The Ohio Department of Agriculture received 198 applications for hemp production licenses for the 2020 growing season, the state’s first shot at a legal hemp market. It may be a lower number than industry stakeholders expected, but certain elements of the Ohio climate and the regulatory landscape may offer great promise.
Craig Schluttenhofer, research assistant professor at Central State University in Xenia, Ohio, says that the state’s glaciated soils will be nice for the crop. At the eastern edge of the Corn Belt, great swaths of Ohio’s landscape will be terrific for hemp. There are wet regions in the state, but, by and large, the long growing season should prove beneficial to the hemp crop.
“We do have a good amount of seasonal moisture, but at the same time it’s not an excess during the natural growing season,” he says.
Notably, Ohio will be operating under the federal guidance of the 2018 Farm Bill. Many states—including major players in the industry, like Kentucky, Oregon and Colorado—are continuing this year to work under 2014 Farm Bill pilot program auspices. The differences between those states’ pilot program oversight measures and the 2018 Farm Bill can be vast. This may give Ohio farmers a leg up on the competition, Schluttenhofer says.
Next year, before the 2021 growing season really gets under way, those other states will need to get in line with the 2018 Farm Bill. Schulettenhofer says that this first year may give Ohio an advantage; the switch to the new regulations will be a complex adjustment.

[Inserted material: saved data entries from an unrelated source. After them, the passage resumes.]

PR #342, opened 2016-05-24
Corrected  Case in investigationAdd.html

Phrozyn:
Corrected Case of Investigation Summary Field


Phrozyn:
Corrected from "investigation Summary"
to 
"Investigation Summary"

PR #362, opened 2016-07-13
Create utilities for toUTC with tests

pwnbus:

### DIFF
--- a/lib/utilities.py
+++ b/lib/utilities.py
@@ -1,0 +1,25 @@
+from datetime import datetime
+from dateutil.parser import parse
+import pytz
+
+def toUTC(suspectedDate, localTimeZone='UTC'):
+    '''make a UTC date out of almost anything'''
+
+    utc=pytz.UTC
+    objDate=None
+
+    if type(suspectedDate) in (str,unicode):
+        objDate=parse(suspectedDate,fuzzy=True)
+    elif type(suspectedDate)==datetime:
+        objDate=suspectedDate
+
+    if objDate.tzinfo is None:
+        objDate=pytz.timezone(localTimeZone).localize(objDate)
+        objDate=utc.normalize(objDate)
+    else:
+        objDate=utc.normalize(objDate)
+
+    if objDate is not None:
+        objDate=utc.normalize(objDate)
+
+    return objDate
--- a/lib/utilities.py
+++ b/lib/utilities.py
@@ -8,18 +8,18 @@ def toUTC(suspectedDate, localTimeZone='UTC'):
     utc=pytz.UTC
     objDate=None
 
-    if type(suspectedDate) in (str,unicode):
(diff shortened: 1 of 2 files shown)


lib/utilities.py
```diff
@@ -0,0 +1,25 @@
+from datetime import datetime
+from dateutil.parser import parse
+import pytz
+
+def toUTC(suspectedDate, localTimeZone='UTC'):
```
pwnbus: A couple notes here:

1. I decided to use UTC as the default timezone, I couldn't figure out how to grab the local timezone using tzlocal that didn't cause stuff to break, but the assumption I had was to assume we wanted UTC? I will probably circle back to this to see if I can use tzlocal.

2. I didn't move any of the cron scripts or anything that have this method redefined yet, I'm more or less looking for reviewers to see if this is how we want to tackle this.

pwnbus:
PLEASE DONT MERGE YET, just curious about reviewers, then I'll work on moving all callers of toUTC to use this utility function.

tests/test_utilities.py
```diff
@@ -0,0 +1,44 @@
...
+import os
+sys.path.append(os.path.join(os.path.dirname(os.path.abspath(__file__)), '../lib'))
+from utilities import toUTC
+
+from datetime import datetime
+from dateutil.parser import parse
+
+class TestToUTC():
+
+  def result_is_datetime(self, result):
```
pwnbus: I need to switch from 2 spaces to 4 for this file....

lib/utilities.py
pwnbus: Although, now that I think about #1, do we want to have the timezone be dynamic? Maybe we should make a hard rule that any timestamps in mozdef, will always try and be UTC?

lib/utilities.py
```diff
@@ -0,0 +1,25 @@
...
+    '''make a UTC date out of almost anything'''
+
+    utc=pytz.UTC
+    objDate=None
+
+    if type(suspectedDate) == datetime:
+        objDate = suspectedDate
+    elif str(suspectedDate).isdigit():
+        # epoch? but seconds/milliseconds/nanoseconds (lookin at you heka)
+        epochDivisor = int(str(1) + '0'*(len(str(suspectedDate)) % 10))
```
pwnbus: I removed a couple methods to detect if a variable is a digit, and to return the number of digits. I believe we don't need to support numbers like 1+2i do we?

Phrozyn:
I can't answer that, I do know there are some timestamps with a date and time with the offset added at the end, I don't know if this is transforming those dates or if those are somehow transformed by the shipper or something else or if they are kept as a separate field.

pwnbus:
Closing this PR due to changes coming down the pipe that remove the need for this patch.

PR #364, opened 2016-07-14
Modified wording of Plugin Registration paragraph in code.rst

Phrozyn:
small modification to make it a little simpler.

### DIFF
--- a/docs/source/code.rst
+++ b/docs/source/code.rst
@@ -49,8 +49,7 @@ to assign custom document types, set static document _id values, etc.
 Plugin Registration
 +++++++++++++++++++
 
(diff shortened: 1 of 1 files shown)


jeffbryner:
'cept this section of the docs is talking about the event processing plugins, rather than the alert plugins so it's correct to reference the location of esworker.py

Probably should be separate sections for event plugins, alert plugins and rest plugins since they operate the same way ( registering for things, receiving messages) but live in different spaces since they modify different parts of the system (events/alerts/rest calls).

Phrozyn:
acknowledged, @jeffbryner 
I'll work on this.

PR #367, opened 2016-07-25
Set timezone to UTC by default

pwnbus:

### DIFF
--- a/benchmarking/workers/json2Mozdef.py
+++ b/benchmarking/workers/json2Mozdef.py
@@ -78,7 +78,7 @@ if __name__ == '__main__':
         for i in range(0,10):
 
             print(i)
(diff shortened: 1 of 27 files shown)


gdestuynder:
randomish-comment:
while toUTC is good to convert dates, to set the default date the program run as I would  consider using os.environ['TZ']='UTC'
The reason for that is that it correctly detects timezone as its already doing what toUTC does and then some, and has been in use for a few decades

Here's an example of implementation that still uses toUTC() and is backward compatible:

https://github.com/gdestuynder/rra2json/blob/master/rra2json.py#L49

pwnbus:
Closing PR due to changes coming down the pipe that removes most of these changes

PR #368, opened 2016-07-25
New init script

Phrozyn:
This script is for the new alertplugins mule created by @mpurzynski


Phrozyn:
Going to re-request after I back out that Plugin registration change as that is going to be revised.

PR #174, opened 2022-07-15
fix loading admins

germanurrus:


frontend/packages/client/src/pages/Community.js
```diff
@@ -417,7 +417,7 @@ export default function Community() {
                 {activeTabMap['proposals'] && (
                   <CommunityProposals
                     communityId={community.id}
-                    admins={admins}
+                    admins={admins ?? []}
```
germanurrus, line 420: while loading admins is `null` and makes UI to break. Will be refactored when using react-query on the hook that calls the api

dbslone (approved):

PR #177, opened 2022-07-18
github action move path check to PR only

dbslone:


dbslone:
if pr check is required and path for backend doesn't change then pr checks done pass need to examine more how to resolve this problem

PR #178, opened 2022-07-18
CAS-248 - add error message for in-line image

germanurrus:
Added Error Message on upload:
Screen Shot 2022-07-18 at 11 58 51

Not Related but fixes style on mobile:
Before:
Screen Shot 2022-07-18 at 12 00 20

After:
Screen Shot 2022-07-18 at 12 16 29

### DIFF
--- a/frontend/packages/client/src/components/UploadImageModal.js
+++ b/frontend/packages/client/src/components/UploadImageModal.js
@@ -1,8 +1,11 @@
 import React, { useCallback, useState, useEffect, useMemo } from 'react';
 import { useDropzone } from 'react-dropzone';
-import { useFileUploader } from '../hooks';
-import { Upload, Bin } from '../components/Svg';
-import { Loader } from '../components';
+import { useFileUploader, useMediaQuery } from 'hooks';
+import { Upload, Bin } from 'components/Svg';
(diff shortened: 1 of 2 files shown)


frontend/packages/client/src/components/UploadImageModal.js
```diff
@@ -134,12 +139,13 @@ export default function UploadImageModal({
   onDismiss,
   isCancelling = false,
   onDone,
+  maxImageFiles = MAX_IMAGE_FILES,
```
germanurrus, line 142: made this a prop for the component

frontend/packages/client/src/const/index.js
```diff
@@ -3,6 +3,8 @@ export const MAX_FILE_SIZE = 5242880;
 // 1024 * 1024 * 2 = 2MB
 export const MAX_AVATAR_FILE_SIZE = 2097152;
 
+export const MAX_PROPOSAL_IMAGE_FILE_SIZE = 2097152;
+
```
germanurrus, line 7: this is kind of repeated but applies only for in-line images updated to proposals

mannynotfound (approved):
LGTM!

“All of those programs now have to re-educate their growers and re-adjust to how they’re doing things,” Schluttenhofer says. This adjustment involves “hot” crop testing (for THC content) and other processing issues.
With a bit of a regulatory advantage and a sort of cautious trial run in the works for 2020, Schluttenhofer says that the market will continue to dictate what Ohio growers do this year. He says that ongoing economics issues (oversupply in the CBD extraction market, mostly) may have kept the applications number low, but there’s great promise on the hemp grain and hemp fiber production side of the business. It’s just that the market infrastructure isn’t really available yet.
“We don’t want growers getting into something where they’re going to lose money,” he says. He advises anyone with a license this year to start small and make sure that they’ve got the necessary storage space for drying and the necessary contracts in place for processing. Right now, processing on the grain and fiber segments of the industry is few and far between. Most prospective hemp growers in Ohio seem to be poised for CBD extraction, Schluttenhofer says, but the supply curves in that market segment are tricky. But once consumer demand triggers developments in processing infrastructure, Schluttenhofer believes that opportunities will be plentiful.
It’s important to consider the different needs of crops grown for those different end markets: grain, fiber, cannabinoid extraction. Harvest time is critical, where there’s a fine balance between being too early and too late in harvesting for grain (or between being “hot” or not in CBD extraction compliance).
For the fiber segment, the genetics alone are difficult to source. Schluttenhofer says that good fiber genetics largely went extinct. What was grown in Kentucky decades ago is not available to modern hemp growers. “We have to re-develop all that,” he says. That in itself is looking like a promising trajectory in Ohio.
“In the long run, a lot of us think that fiber is going to the be the major crop, in terms of number of acres produced,” Schluttenhofer says.